- **Exercise brief**: Give back all of the records exactly.

Start of Data for review

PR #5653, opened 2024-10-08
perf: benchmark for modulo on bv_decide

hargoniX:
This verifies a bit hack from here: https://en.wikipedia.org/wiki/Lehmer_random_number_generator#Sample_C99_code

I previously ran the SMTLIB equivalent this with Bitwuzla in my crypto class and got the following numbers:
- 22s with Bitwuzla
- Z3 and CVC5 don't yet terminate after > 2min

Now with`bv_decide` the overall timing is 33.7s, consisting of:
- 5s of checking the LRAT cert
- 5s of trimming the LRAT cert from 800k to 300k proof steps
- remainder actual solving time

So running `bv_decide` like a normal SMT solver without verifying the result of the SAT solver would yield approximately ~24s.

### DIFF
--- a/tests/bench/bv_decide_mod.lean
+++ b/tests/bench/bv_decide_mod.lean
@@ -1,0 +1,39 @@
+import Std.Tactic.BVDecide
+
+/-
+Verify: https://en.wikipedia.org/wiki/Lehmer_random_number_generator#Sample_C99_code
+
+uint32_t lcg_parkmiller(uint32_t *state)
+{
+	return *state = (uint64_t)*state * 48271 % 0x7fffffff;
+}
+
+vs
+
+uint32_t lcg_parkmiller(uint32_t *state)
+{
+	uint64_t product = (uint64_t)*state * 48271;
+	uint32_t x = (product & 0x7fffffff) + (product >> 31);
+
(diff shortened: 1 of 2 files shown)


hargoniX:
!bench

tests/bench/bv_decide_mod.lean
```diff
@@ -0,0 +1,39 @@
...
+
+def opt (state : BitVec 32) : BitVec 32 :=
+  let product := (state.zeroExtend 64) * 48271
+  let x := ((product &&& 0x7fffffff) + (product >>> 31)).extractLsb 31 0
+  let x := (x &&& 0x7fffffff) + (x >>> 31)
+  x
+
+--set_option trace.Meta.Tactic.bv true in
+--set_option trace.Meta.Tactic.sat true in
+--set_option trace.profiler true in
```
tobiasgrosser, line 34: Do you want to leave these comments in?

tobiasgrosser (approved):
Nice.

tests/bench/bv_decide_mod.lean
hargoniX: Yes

End of Data for review

- **Response**:
PR #5653, opened 2024-10-08
perf: benchmark for modulo on bv_decide

hargoniX:
This verifies a bit hack from here: https://en.wikipedia.org/wiki/Lehmer_random_number_generator#Sample_C99_code

I previously ran the SMTLIB equivalent this with Bitwuzla in my crypto class and got the following numbers:
- 22s with Bitwuzla
- Z3 and CVC5 don't yet terminate after > 2min

Now with`bv_decide` the overall timing is 33.7s, consisting of:
- 5s of checking the LRAT cert
- 5s of trimming the LRAT cert from 800k to 300k proof steps
- remainder actual solving time

So running `bv_decide` like a normal SMT solver without verifying the result of the SAT solver would yield approximately ~24s.

### DIFF
--- a/tests/bench/bv_decide_mod.lean
+++ b/tests/bench/bv_decide_mod.lean
@@ -1,0 +1,39 @@
+import Std.Tactic.BVDecide
+
+/-
+Verify: https://en.wikipedia.org/wiki/Lehmer_random_number_generator#Sample_C99_code
+
+uint32_t lcg_parkmiller(uint32_t *state)
+{
+	return *state = (uint64_t)*state * 48271 % 0x7fffffff;
+}
+
+vs
+
+uint32_t lcg_parkmiller(uint32_t *state)
+{
+	uint64_t product = (uint64_t)*state * 48271;
+	uint32_t x = (product & 0x7fffffff) + (product >> 31);
+
(diff shortened: 1 of 2 files shown)


hargoniX:
!bench

tests/bench/bv_decide_mod.lean
```diff
@@ -0,0 +1,39 @@
...
+
+def opt (state : BitVec 32) : BitVec 32 :=
+  let product := (state.zeroExtend 64) * 48271
+  let x := ((product &&& 0x7fffffff) + (product >>> 31)).extractLsb 31 0
+  let x := (x &&& 0x7fffffff) + (x >>> 31)
+  x
+
+--set_option trace.Meta.Tactic.bv true in
+--set_option trace.Meta.Tactic.sat true in
+--set_option trace.profiler true in
```
tobiasgrosser, line 34: Do you want to leave these comments in?

tobiasgrosser (approved):
Nice.

tests/bench/bv_decide_mod.lean
hargoniX: Yes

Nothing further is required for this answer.